Students shifting the makeup

Temporary skilled visas — the visa class highlighted by Tudge — account for a small and shrinking share, equivalent to 2.8% of the total number of visas with work rights (that is, excluding from the total tourist and business visas and various other miscellaneous visas) in 2018-19, compared to 4.8% in 2012-13.

Permanent skilled visas have also become less important. In 2018-19 they made up about 3.7% of the total visas issued with work rights. That was down from 4.9% in 2012-13.

Permanent family visas have also become relatively less important, accounting for 1.6% of the same total in 2018-19, compared to 2.1% in 2012-13.

On the other hand, the share of student visas has increased significantly, from 9.8% of the total to 13.7%.

While Australia’s visa system has become less permanent and less focussed on skilled migration in recent years, it does not automatically follow that migrants have been taking jobs from Australians and undercutting wages.

Unders and overs

The evidence here is somewhat mixed.

Australian National University economics professor Robert Breunig, who has modelled the impact of skilled migration on employment and wages, says although migration adds to the labour supply, placing downward pressure on wages, it also tends to add to productivity, which has the opposite effect, lifting wages.

Professor Breunig found these two countervailing effects in most cases cancelled each other out.

“We found a big fat zero,” Professor Breunig told Fact Check.

Other studies have reached similar conclusions.

As useful as this analysis is, it does not entirely address the broader question raised by Senator Keneally: have lower-skilled migrants, perhaps on student or working holiday visas, been taking jobs and undercutting wages.

By its nature, this is a difficult question to answer precisely.

As the Grattan Institute’s John Daley put it in a recent paper “Australia is now running a predominantly low-skill migration system”.

“People from this system form a material proportion of the younger workforce,” Dr Daley wrote.

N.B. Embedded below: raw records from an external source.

PR #206, opened 2015-02-05
Jhbate/metrics

jh-bate:
@jebeck this add's some of the missing metrics calls that @brandonarbiter requested. I have tested localhost - there should be no real surprises.

### DIFF
--- a/app/components/patientcard/patientcard.js
+++ b/app/components/patientcard/patientcard.js
@@ -85,9 +85,19 @@ var PatientCard = React.createClass({
       'patientcard-actions--highlight': (!this.props.isNavbar && this.state.highlight === 'view') || this.props.currentPage && this.props.currentPage.match(/(data)$/i)
     });
 
+    var self = this;
+    var handleClick = function(e) {
+      if (e) {
+        e.preventDefault();
+        e.stopPropagation();
+      }
+      self.props.trackMetric('Clicked VDF View Data');
+      self.props.onClick(e);
+    };
+
     return (
       /* jshint ignore:start */
-      <a className={classes} href={this.props.href} onClick={this.props.onClick}>View</a>
+      <a className={classes} href={this.props.href} onClick={handleClick}>View</a>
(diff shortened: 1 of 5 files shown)


app/components/patientcard/patientcard.js
```diff
@@ -85,9 +85,19 @@ var PatientCard = React.createClass({
       'patientcard-actions--highlight': (!this.props.isNavbar && this.state.highlight === 'view') || this.props.currentPage && this.props.currentPage.match(/(data)$/i)
     });
 
+    var self = this;
+    var handleClick = function(e) {
+      if (e) {
+        e.preventDefault();
+        e.stopPropagation();
+      }
```
jebeck: Why are these here? They prevent following the link...?

app/components/patientcard/patientcard.js
```diff
@@ -172,10 +182,19 @@ var PatientCard = React.createClass({
       'patientcard-actions--highlight': (!this.props.isNavbar && this.state.highlight === 'share')  || this.props.currentPage && this.props.currentPage.match(/(share)$/i)
     });
 
+    var self = this;
+    var handleClick = function(e) {
+      if (e) {
+        e.preventDefault();
+        e.stopPropagation();
+      }
```
jebeck: Ditto.

jh-bate:
@jebeck I have updated the PR

jebeck:
Fixed, but some of the metrics calls appear to be repeated. Is that a problem?

From the logs:
Api              | GET /metrics/Clicked%20VDF%20View%20Data
api.js:580 Api              | GET /metrics/Clicked%20Own%20Care%20Team
api.js:580 Api              | GET /metrics/Clicked%20Own%20Care%20Team

You get the second one twice every time you click View from the VDF page.

jh-bate:
I will have a look. It won't cause an issue other than noise in metrics

jebeck:
OK, then LGTM.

But assessing the impact of this is tricky. Many of these low-skilled migrants might be willing to work for less than minimum wages, and some businesses might even be geared towards paying such wages.

But according to Daley, both employers and foreign workers are unlikely to admit to this, making any data “inherently ropey”.

Where does all of this leave us?

The labour market testing regime referred to by Tudge applies to only a small share of visas issued with work rights. Even then, workers from many countries are exempt to accommodate free trade agreements.

There are also some big criticisms, both from unions and business groups, who argue (for different reasons) that the system is not working as it should.

The bigger question is whether growing numbers of workers on other types of visas with work rights such as student visas could be undercutting Australian jobs.

There is some anecdotal evidence to suggest this could be the case, although it is tricky to answer empirically.